— AIM OF THE TASK —
Return, from the lines below, each one that includes the word "enforces".

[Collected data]

****************************************

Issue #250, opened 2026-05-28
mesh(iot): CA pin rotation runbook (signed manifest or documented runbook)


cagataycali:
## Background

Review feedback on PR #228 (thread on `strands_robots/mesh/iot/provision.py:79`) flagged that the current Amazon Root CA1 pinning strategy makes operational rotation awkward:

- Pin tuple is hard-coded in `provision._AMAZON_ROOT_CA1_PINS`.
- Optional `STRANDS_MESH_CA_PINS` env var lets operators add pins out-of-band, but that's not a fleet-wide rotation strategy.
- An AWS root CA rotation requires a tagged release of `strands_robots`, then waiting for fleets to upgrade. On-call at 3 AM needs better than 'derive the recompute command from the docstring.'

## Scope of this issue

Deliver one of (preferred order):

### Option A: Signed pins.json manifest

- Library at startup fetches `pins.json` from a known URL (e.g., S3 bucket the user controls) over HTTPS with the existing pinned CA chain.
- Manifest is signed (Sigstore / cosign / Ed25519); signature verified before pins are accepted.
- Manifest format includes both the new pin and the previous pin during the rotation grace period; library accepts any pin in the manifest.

****************************************

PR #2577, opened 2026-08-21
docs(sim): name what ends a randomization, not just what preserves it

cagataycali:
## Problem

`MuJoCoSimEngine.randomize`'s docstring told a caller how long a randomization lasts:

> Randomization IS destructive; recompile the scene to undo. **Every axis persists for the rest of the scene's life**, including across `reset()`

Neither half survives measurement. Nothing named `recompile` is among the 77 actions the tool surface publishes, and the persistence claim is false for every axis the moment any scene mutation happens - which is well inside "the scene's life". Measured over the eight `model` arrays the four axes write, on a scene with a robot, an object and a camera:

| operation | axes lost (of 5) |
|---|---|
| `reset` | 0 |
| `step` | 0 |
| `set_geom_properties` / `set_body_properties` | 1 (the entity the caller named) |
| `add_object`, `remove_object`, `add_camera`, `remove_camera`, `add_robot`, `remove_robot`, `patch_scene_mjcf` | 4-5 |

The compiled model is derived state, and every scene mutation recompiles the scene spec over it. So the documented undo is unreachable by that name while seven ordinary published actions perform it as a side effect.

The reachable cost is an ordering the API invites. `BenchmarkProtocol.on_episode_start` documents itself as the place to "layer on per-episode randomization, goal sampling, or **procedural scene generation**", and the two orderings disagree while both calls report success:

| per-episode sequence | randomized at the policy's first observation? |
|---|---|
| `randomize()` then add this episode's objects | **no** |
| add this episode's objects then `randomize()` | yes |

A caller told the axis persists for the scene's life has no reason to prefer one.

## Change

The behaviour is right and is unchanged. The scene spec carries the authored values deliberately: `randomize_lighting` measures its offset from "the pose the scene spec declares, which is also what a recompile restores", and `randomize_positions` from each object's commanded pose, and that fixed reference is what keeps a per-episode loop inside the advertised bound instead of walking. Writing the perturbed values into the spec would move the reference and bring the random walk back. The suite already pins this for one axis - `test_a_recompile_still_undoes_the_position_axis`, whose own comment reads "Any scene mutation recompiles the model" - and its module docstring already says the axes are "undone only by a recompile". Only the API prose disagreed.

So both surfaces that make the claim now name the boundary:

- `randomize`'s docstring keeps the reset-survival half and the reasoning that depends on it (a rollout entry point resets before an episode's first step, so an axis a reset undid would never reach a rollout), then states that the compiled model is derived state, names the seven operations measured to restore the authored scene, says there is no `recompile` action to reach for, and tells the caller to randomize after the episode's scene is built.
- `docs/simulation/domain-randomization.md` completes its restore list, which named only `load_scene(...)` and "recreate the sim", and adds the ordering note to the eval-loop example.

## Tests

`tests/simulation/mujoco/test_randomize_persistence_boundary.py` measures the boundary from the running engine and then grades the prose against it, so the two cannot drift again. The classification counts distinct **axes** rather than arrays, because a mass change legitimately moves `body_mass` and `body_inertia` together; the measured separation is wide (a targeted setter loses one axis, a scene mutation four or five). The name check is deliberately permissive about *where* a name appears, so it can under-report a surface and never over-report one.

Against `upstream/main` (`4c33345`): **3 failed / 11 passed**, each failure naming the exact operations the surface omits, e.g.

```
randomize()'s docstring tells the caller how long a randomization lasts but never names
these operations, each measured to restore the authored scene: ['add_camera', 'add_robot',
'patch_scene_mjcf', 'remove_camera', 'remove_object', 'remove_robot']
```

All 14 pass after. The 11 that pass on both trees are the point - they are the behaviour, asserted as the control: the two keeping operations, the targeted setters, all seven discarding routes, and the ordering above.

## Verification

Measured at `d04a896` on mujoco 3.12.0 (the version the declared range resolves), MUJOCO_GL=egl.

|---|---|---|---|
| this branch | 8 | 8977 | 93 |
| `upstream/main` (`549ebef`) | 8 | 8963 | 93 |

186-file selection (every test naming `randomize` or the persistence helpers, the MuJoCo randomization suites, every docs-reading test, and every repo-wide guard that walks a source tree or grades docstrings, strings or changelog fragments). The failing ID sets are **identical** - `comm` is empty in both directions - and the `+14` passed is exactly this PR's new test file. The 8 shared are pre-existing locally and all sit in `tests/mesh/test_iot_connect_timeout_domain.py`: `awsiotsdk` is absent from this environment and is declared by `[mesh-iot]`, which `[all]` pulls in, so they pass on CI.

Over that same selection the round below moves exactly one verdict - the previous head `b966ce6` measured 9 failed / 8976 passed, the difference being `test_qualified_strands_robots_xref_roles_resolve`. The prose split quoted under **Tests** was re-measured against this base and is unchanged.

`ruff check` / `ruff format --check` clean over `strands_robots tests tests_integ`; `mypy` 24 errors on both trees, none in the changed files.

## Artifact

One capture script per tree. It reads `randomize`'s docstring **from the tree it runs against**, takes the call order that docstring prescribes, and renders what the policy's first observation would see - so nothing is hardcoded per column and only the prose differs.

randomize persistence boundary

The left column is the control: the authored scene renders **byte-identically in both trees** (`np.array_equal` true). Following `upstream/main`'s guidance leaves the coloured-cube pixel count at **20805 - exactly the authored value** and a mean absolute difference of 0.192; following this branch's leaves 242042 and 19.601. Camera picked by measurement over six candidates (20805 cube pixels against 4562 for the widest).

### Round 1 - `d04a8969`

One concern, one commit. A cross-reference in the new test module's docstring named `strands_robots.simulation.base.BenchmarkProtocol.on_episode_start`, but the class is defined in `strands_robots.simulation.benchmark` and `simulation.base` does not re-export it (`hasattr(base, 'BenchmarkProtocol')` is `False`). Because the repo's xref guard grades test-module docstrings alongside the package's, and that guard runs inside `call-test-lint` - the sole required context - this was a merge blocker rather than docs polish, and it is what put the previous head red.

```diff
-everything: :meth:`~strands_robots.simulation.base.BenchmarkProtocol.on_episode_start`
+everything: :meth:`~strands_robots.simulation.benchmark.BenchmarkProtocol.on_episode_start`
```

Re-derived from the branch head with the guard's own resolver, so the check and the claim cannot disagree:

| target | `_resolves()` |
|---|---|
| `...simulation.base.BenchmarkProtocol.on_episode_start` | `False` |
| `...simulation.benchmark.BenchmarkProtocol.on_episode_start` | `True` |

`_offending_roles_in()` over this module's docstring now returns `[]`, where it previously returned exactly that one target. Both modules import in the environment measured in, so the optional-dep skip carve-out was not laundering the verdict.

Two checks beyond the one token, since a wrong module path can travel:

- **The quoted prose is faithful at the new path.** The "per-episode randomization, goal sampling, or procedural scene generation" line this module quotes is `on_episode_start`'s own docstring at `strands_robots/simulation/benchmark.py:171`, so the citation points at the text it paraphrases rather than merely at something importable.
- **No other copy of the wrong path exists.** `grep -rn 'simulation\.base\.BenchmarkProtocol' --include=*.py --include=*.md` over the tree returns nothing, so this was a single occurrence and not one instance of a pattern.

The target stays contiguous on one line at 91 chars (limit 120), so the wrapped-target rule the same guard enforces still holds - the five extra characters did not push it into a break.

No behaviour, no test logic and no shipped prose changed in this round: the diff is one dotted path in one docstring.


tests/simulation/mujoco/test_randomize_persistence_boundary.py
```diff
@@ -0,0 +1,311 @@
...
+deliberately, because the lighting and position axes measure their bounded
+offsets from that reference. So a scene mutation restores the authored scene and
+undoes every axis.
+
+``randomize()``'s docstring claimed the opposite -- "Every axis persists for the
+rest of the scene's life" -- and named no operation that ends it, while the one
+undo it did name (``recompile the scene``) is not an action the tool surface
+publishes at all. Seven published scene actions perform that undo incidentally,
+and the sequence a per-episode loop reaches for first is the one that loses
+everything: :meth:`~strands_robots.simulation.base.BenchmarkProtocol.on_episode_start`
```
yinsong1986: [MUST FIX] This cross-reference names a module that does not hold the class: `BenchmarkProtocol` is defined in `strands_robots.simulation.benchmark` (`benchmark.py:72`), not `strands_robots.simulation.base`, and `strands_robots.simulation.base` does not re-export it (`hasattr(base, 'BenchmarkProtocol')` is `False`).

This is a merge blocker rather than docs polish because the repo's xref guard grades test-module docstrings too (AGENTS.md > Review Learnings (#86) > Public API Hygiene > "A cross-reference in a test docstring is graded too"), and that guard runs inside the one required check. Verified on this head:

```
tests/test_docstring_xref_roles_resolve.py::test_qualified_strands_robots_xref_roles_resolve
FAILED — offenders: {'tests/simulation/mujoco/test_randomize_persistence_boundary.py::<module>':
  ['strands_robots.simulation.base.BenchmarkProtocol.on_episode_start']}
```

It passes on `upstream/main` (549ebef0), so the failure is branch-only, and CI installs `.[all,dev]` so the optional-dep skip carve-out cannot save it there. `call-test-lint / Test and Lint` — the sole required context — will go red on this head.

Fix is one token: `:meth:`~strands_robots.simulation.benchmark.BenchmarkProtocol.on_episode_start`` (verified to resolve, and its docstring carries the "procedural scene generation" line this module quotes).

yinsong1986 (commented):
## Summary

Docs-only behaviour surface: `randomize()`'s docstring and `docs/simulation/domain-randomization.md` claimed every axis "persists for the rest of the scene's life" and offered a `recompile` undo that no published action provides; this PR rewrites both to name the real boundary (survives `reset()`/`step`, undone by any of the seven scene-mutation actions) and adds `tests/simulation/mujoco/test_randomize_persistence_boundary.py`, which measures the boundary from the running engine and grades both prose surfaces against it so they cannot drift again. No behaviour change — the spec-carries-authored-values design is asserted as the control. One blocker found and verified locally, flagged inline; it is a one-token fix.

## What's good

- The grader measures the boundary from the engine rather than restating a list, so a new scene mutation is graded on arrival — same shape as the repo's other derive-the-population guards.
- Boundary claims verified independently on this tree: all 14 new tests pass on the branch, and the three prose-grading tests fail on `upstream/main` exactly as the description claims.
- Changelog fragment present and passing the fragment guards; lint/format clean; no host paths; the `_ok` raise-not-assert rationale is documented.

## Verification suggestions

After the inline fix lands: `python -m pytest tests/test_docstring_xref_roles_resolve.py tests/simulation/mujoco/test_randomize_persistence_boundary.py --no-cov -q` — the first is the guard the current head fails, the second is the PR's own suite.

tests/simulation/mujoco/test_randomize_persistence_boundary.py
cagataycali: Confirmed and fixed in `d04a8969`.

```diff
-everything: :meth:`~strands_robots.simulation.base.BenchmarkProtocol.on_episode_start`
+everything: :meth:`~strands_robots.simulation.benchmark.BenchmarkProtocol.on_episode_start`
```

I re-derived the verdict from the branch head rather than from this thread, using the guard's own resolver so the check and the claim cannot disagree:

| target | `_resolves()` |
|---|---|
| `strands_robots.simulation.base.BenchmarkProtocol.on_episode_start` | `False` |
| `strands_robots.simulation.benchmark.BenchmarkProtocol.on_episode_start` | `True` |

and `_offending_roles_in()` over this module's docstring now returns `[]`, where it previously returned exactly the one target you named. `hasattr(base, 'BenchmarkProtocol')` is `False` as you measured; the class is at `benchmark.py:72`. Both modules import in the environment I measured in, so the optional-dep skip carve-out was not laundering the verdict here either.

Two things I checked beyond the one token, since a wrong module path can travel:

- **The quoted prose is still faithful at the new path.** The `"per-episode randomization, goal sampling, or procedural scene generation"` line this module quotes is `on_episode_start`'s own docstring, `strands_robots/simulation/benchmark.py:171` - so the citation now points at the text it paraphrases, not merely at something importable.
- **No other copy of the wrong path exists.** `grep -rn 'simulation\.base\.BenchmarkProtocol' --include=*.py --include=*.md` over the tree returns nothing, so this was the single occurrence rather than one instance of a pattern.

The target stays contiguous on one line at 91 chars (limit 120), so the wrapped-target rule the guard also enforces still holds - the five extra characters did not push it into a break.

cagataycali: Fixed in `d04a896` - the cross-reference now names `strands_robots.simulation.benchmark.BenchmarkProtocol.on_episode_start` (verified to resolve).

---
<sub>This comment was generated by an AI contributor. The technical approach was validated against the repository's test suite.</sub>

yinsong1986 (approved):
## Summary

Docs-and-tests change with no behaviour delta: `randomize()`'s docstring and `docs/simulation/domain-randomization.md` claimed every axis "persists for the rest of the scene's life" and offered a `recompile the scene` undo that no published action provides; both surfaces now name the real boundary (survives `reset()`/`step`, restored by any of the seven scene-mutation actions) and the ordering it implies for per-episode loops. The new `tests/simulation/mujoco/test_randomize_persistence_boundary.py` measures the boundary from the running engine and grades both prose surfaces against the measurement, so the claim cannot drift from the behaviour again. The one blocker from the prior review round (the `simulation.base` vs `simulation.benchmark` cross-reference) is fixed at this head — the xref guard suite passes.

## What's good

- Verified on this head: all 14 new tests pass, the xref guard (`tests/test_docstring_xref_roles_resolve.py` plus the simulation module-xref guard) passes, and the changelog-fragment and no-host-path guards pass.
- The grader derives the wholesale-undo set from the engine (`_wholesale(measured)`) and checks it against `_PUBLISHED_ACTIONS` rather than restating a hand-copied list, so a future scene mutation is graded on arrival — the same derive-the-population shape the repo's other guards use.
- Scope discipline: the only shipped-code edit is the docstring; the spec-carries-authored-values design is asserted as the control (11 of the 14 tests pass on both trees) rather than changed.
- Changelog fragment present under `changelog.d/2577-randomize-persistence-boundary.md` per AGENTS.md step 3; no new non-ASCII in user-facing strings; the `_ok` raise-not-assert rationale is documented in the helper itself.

****************************************

— THE COMPLETED TASK —
The target stays contiguous on one line at 91 chars (limit 120), so the wrapped-target rule the same guard enforces still holds - the five extra characters did not push it into a break.
The target stays contiguous on one line at 91 chars (limit 120), so the wrapped-target rule the guard also enforces still holds - the five extra characters did not push it into a break.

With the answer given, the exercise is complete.